Therefore, the main purpose of this analysis effort for the cold leg, to validate the VFT weld modeling procedure for bimetallic welds, was not successful. However, the results are useful and provide insight for the hot leg analysis discussed next. When the residual stress measurements were obtained, and the low values were measured, the weld modeling procedure was completely re-evaluated. The post weld heat treatment was then considered in the analysis process. The weld processes and procedures for both the cold leg and hot leg were carefully re evaluated. The material properties used for the weld analysis were carefully evaluated. In fact, a separate test program was initiated at Oak Ridge National Laboratory (ORNL) to obtain better temperature dependent material properties for inconel 182/82 weld metal and for A508 steel. It is important to recognize that the material properties of the weld material must be obtained on annealed weld samples because the weld modeling itself models the heating and cooling strain hardening explicitly. Hence, while the experimental residual stress measurements did not provide direct validation of the weld modeling, the insight that was obtained by considering all of the above processes was very important. Indeed, after all of these effects were considered, and re-analysis of the cold leg completed, the residual stresses predicted were lower than those originally predicted. However, they were still higher than the measurements. The fact that the hoop residual stresses measured at both the ID and OD are so low clearly indicates that the measurements were not accurate. Because the constraint in the weld direction (hoop direction) is high, as the weld bead cools, it shrinks and is constrained by the already cool material, producing high tensile residual stresses in all cases the present authors have seen in over twenty five years.

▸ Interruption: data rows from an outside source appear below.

PR #4140, opened 2026-03-11
t1439: fix pulse status drift and worker cap reporting

marcusquinn:
## Summary
- read the wrapper log before the legacy pulse log so pulse status reflects the latest run metadata.
- load config helpers safely in the wrapper and fall back cleanly so max worker reporting stays available.

Closes #4139

## Summary by CodeRabbit

* **Chores**
  * Improved session pulse tracking by checking multiple log sources and reliably reporting "never" when no pulse timestamp is found.
  * Added separate wrapper-level logging to isolate wrapper start events from main logs.
  * Added a defensive fallback for missing configuration so the process continues with a one-time warning instead of failing.

### DIFF
--- a/.agents/scripts/pulse-session-helper.sh
+++ b/.agents/scripts/pulse-session-helper.sh
@@ -21,13 +21,14 @@ export PATH="/bin:/usr/bin:/usr/local/bin:/opt/homebrew/bin:${PATH}"
 
 # Source config-helper for _jsonc_get (shared JSONC config reader)
 SCRIPT_DIR="$(cd "$(dirname "${BASH_SOURCE[0]}")" && pwd)"
-# shellcheck source=config-helper.sh
+# shellcheck source=/dev/null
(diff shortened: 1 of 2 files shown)


marcusquinn:
Dispatching fix worker.
- **Model**: default headless rotation (anthropic/claude-sonnet-4-6 or openai/gpt-5.3-codex)
- **Branch**: bugfix/pulse-status-max-workers
- **Scope**: address changes-requested feedback and stabilize CI
- **Attempt**: 1 of 1
- **Direction**: push fixes to existing branch and keep issue linkage intact

marcusquinn:
Addressed the remaining CodeRabbit feedback in : the fallback  path now emits a one-time warning only when it is actually used, and the message explicitly says default config values are being applied.

marcusquinn:
Addressed the remaining CodeRabbit feedback in `.agents/scripts/pulse-wrapper.sh`: the fallback `config_get` path now emits a one-time warning only when it is actually used, and the message explicitly says default config values are being applied.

Measurement of residual stresses in bimetallic welds should be pursued in the future, perhaps using the new deep hole drilling procedures developed by Professor Smith of Bristol University (Reference [10]). Regarding the trepanning method of measuring residual stresses, it has served very well in past studies at Battelle in the late 1970's and should be regarded as a viable method for measuring residual stresses. However, it requires a skilled and experienced technician to carefully remove the pyramid shaped chips from the pipe.

Figure 17 illustrates equivalent plastic strains. Figure 18 shows the corresponding axial, hoop, and shear plastic strains after welding. It is interesting to note that the axial plastic strains are compressive for the most part in the buttering region while the hoop plastic strains are tensile 10

in the butter and weld. Moreover, from Figure 18 (c), rather large values of shear strain develop in the region of the butter. While PWSCC growth is considered to be driven by tensile stress, or stress intensity factors, it may be useful to consider the role of tensile plastic strains in SCC growth in future studies.

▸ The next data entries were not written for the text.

PR #4183, opened 2026-03-11
t4154: make email thread reconstruction test grep portable

marcusquinn:
## Summary
- Replace GNU-specific `grep -P` usage in `tests/test-email-thread-reconstruction.sh` with a portable grep pipeline.
- Keep test intent unchanged: fail when markdown links in the generated index contain backslashes.
- Verify with `shellcheck tests/test-email-thread-reconstruction.sh` and `bash tests/test-email-thread-reconstruction.sh`.

Closes #4154

### DIFF
--- a/tests/test-email-thread-reconstruction.sh
+++ b/tests/test-email-thread-reconstruction.sh
@@ -231,7 +231,7 @@ test_relative_paths_cross_directory() {
 	fi
 
 	# Verify paths use forward slashes only (portable Markdown links)
-	if grep '\.md)' "$index_file" | grep -q "\\\\"; then
+	if grep -qE '\(.*\\.*\.md\)' "$index_file"; then
 		print_error "Index links contain backslashes (not portable)"
 		return 1
 	fi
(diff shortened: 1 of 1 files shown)


alex-solovyev:
## Gemini Review Feedback Addressed

Verified the finding and applied the fix in 97e771f6.

**Issue confirmed**: The piped `grep '\.md)' | grep -q "\\\\"` approach was indeed less precise — it would match any line containing both `.md)` and a backslash, even if the backslash was outside the markdown link parentheses (e.g., in a comment or elsewhere on the line).

**Fix applied**: Replaced with a single `grep -qE '\(.*\\.*\.md\)'` that anchors the backslash check *inside* the markdown link parentheses `(...)`, matching the original PCRE intent precisely. `grep -E` (POSIX ERE) is portable across all target systems.

**Verification**: `shellcheck tests/test-email-thread-reconstruction.sh` passes cleanly.

/gemini review

alex-solovyev:
Addressed Gemini review feedback (commit 97e771f6):

- Replaced the two-pipe grep (`grep '\.md)' | grep -q '\\'`) with a single `grep -qE '\(.*\\.*\.md\)'`
- The ERE pattern anchors the backslash check inside the markdown link parentheses, eliminating false positives from backslashes elsewhere on the line
- Pattern matches Gemini's suggestion exactly and is POSIX-portable

Re-review requested.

5.0 RESULTS HOT LEG ANALYSIS This section presents the axis-symmetric results for the hot leg analysis. The results of this analysis were used to calculate stress intensity factors so that PWSCC predictions could be made (Section 6).

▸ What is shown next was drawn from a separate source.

PR #4532, opened 2026-03-14
t1480: fix pulse sessions overlapping — run wrapper from repo path (GH#4513)

### LINKED ISSUE #4513: fix: pulse sessions overlapping — launchd fires new pulse before prior exits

5.1 Hot Leg Computational Weld Model The geometry of the hot leg bimetallic weld joint is illustrated in Figures 19 and 20. Note that the hot leg analysis for the VC Summer plant is similar to the cold leg analysis discussed in Section 4 except that the geometry is different (smaller diameter and thickness), and the materials are different for the nozzle (compare with Figure 3).

Please follow Figure 21 for the description of the weld modeling process. The modeling sequence is quite complicated since the VC Summer hot leg in question had several repairs made to it. The sequence of the repairs was not entirely known, so two repair sequences were considered. Figure 21 illustrates the welding sequence modeled. The nozzle was first pre-heated and a buttering layer deposited. The nozzle was then post weld heat treated (PWHT). As with the cold leg, the PWHT was modeled via creep analysis applied to the buttered weld residual stress state.

The buttered nozzle along with the stainless steel pipe was then pre-heated again and weld metal was deposited from the inside of the pipe to a depth of 0.7 inch. After this amount of weld metal was deposited, the weld was rejected. In preparation for weld grind out (of the original 0.7-inch of weld metal), a weld bridge was deposited. The weld was then ground out from the pipe inside. There were then two weld sequences that were considered in the analysis since it was uncertain whether the weld repair was deposited from the bridge first on the outside of the pipe, followed by the inner weld or vice-versa. Both were modeled to examine the effect of the repair sequencing on the final residual stress state.

All of the processes listed in Figure 21 were considered in the model. Figure 22 further illustrates the modeling process pictorially. Figure 22 (a) shows the original buttering model results. Figure 22 (b) shows the PWHT modeling process. Figure 22 (c) shows the completion of the weld prior to weld rejection, building of a weld bridge, and then grinding out the original weld so that only the bridge remains. Finally, the weld was either deposited from the ID first, then the OD, or vice-versa. Both were modeled since the precise repair weld deposition sequence was not known.

An important point regarding the analysis steps is in order at this point. Referring to Figures 21 to 23, grinding of weld material prior to deposition of the final weld passes was included in 11

the modeling process. For instance, from Figure 22 (c) to 22 (d), material was ground out to make a bridge of weld metal prior to deposition of the weld repair layers. This grinding process simply consisted of removing material 'computationally'. By this we mean that the material was removed mathematically by eliminating the stiffness of these elements and therefore redistributing the residual stresses. The actual grinding process, whereby a rigid (or nearly rigid) sharp tool impacted the weld region and material was 'chipped away' was not considered. This is a complex modeling problem, but it can be done. However, the main effect of the grinding is to redistribute the residual stress state in the pipe as material is removed and the precise modeling of the chipping process is not necessary.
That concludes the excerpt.